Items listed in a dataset
● ● ●

Issue #1367, opened 2023-04-02
A generic mechanism for shape refinement for custom calls


gnecula:
### Request description

Currently I am trying to use the `indices_of_shape_operands` attribute for the custom_call op to specify the shapes of the outputs as 1D tensor operands.

There are a couple of problems with this mechanism. First, shape refinement does not work today when the custom call returns a tuple. This could be fixed easily.

The real problem is that this mechanism forces the custom call target to take an extra operand, which likely has no use during the computation. Some of these custom call targets do take operands that are used in the computation and determine the output shape, but for the `indices_of_shape_operands` I am forced to add another operand just for shape refinement. Furthermore, this operand will be transferred to the device, which is a waste.

In some important use cases, I am now forced to change the custom call target in order to take this operand, even though after shape refinement it has no use. Changing the C++ targets is not easy because we need to keep the old code for backwards compatibility. We could write a pass that runs after shape refinement to rewrite dynamic_custom_call_target into custom_call_target, if the output shape is a constant, but this does not work in general because one would have to change the `backend_config` in some cases.

I propose a different, less intrusive mechanism. We can add a RefineShapeOp: `refine_shape(%a, %shape_operand)` that can be used for an operand `%a` with dynamic shapes to refine the shape with a 1d tensor `%shape_operand`. The rank of `%a` must be equal to the length of `%shape_operand`. During shape refinement the `shape_operand` will be a constant, or will have some constant elements, which will refine the shape of `%a`. 

The front-end will add this to the outputs of a custom call, and the shape refinement will have to flow the contraints to the producer of its operand.

This mechanism could be used for other ops that today need to take a shape operand only for the purpose of shape refinement, e.g., DynamicGatherOp (#690).

gnecula:
One simpler solution is to agree that the operands marked by `indices_of_operand_shapes` are not actual arguments, they are removed from the argument list when the C++ call target is called. If the call target needs them, then they can be passed twice. They can be removed when legalizing to MHLO.

burmako:
Started working on this in #1378. Once/if that PR is approved, it will be very easy to extend it to do what George is proposing in the second comment.

PR #1378, opened 2023-04-06
Introduce --stablehlo-canonicalize-dynamism

burmako:
This pull request achieves two goals:

1) Makes specialization of dynamic StableHLO programs completely independent from MHLO. Before this PR, we were depending on StableHLO => MHLO and then MHLO canonicalization to actually specialize away dynamic_foo ops, but not anymore.

2) Provides a platform for addressing #1367. As a follow-up to this PR, we will add another pattern to this pass that transforms CustomCallOp to erase the indices_of_shape_operands attributes as well as the operands called out in indices_of_shape_operands.

The patterns in this PR are quite straightforward, since almost all of the work is done in --stablehlo-refine-shapes.
CanonicalizeRealDynamicSliceOpToDynamicSliceOpPattern is the only exception because it isn't just about "the result has static shape, let's go" or "the attributes are all static, let's go".

Furthermore, this PR extends some existing verifiers and adds some new verifiers for dynamic ops. Since dynamic ops aren't specced yet, it is expected that they have implementation gaps, but in this case, these gaps would've allowed invalid dynamic ops to get transformed into valid static ops, so I fixed them right away.


stablehlo/dialect/TypeInference.cpp
```diff
@@ -3471,13 +3499,22 @@ LogicalResult verifyDynamicPadOp(std::optional<Location> location,
 
 LogicalResult verifyDynamicReshapeOp(std::optional<Location> location,
                                      Value outputShape, Value result) {
-  auto resultType = result.getType().dyn_cast<RankedTensorType>();
-  auto outputShapeType = outputShape.getType().dyn_cast<RankedTensorType>();
-  if (resultType && outputShapeType && outputShapeType.hasStaticShape() &&
+  auto resultType = result.getType().dyn_cast<ShapedType>();
+  auto outputShapeType = outputShape.getType().dyn_cast<ShapedType>();
+  if (resultType.hasRank() && outputShapeType.hasStaticShape() &&
```
GleasonK, line 3504: Deleted the `outputShapeType` and `resultType` null check? Should `dyn_cast` be `cast` if this is guaranteed?

stablehlo/dialect/TypeInference.cpp
```diff
@@ -3471,13 +3499,22 @@ LogicalResult verifyDynamicPadOp(std::optional<Location> location,
...
                              "elements in output_shape");
+  SmallVector<int64_t> outputShapeVec;
+  if (succeeded(matchInts(outputShape, outputShapeVec))) {
+    auto inferredResultType =
+        RankedTensorType::get(outputShapeVec, resultType.getElementType());
+    if (!isCompatibleForHloTypeInference(inferredResultType, resultType))
+      return emitOptionalError(
+          location, "inferred type ", inferredResultType,
+          " is incompatible with return type of operation ", resultType);
+  }
```
GleasonK, line 3517: This block of code appears 3 times in this PR, is it worth making this generic?

GleasonK (approved):

stablehlo/dialect/TypeInference.cpp
burmako: Yes, this is guaranteed. Good catch that this should be a `cast` - we actually have quite a few places in our codebase which are in a similar situation which I have all fixed now.

stablehlo/dialect/TypeInference.cpp
burmako: Done.

PR #1629, opened 2025-03-31
[Calendar] - fix header size

### LINKED ISSUE #1609: [Calendar]: Vertical header text gets wrapped to three lines
When we set our calendar to a vertical position, the text in the header gets wrapped into three lines. In the UI kits, the text appears on only two lines, as in the Angular sample. The issue occurs when using the Material, Bootstrap, and Indigo themes, in both light and dark versions.

Material:

Image

Bootstrap:

Image

Indigo:

Image
--------

I found that the difference between the Angular and WC samples is that the WC sample is missing the CSS property 'min-width,' which is equal to the 'width' CSS property on the same element. After adding it, the issue seems to be fixed.

Image

desig9stein:
closes #1609

This PR Also fixes the bootstrap first-row border position when the calendar is in multiple calendar view
Screenshot 2025-03-31 at 13 18 08


didimmova (commented):
Can't you add the header size in the base as they're all having the same size, and just override it for indigo?

didimmova (approved):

● ● ●

Work instruction. Pull out every line of the records above that contains the word "they".

Response.
One simpler solution is to agree that the operands marked by `indices_of_operand_shapes` are not actual arguments, they are removed from the argument list when the C++ call target is called. If the call target needs them, then they can be passed twice. They can be removed when legalizing to MHLO.
Furthermore, this PR extends some existing verifiers and adds some new verifiers for dynamic ops. Since dynamic ops aren't specced yet, it is expected that they have implementation gaps, but in this case, these gaps would've allowed invalid dynamic ops to get transformed into valid static ops, so I fixed them right away.
Can't you add the header size in the base as they're all having the same size, and just override it for indigo?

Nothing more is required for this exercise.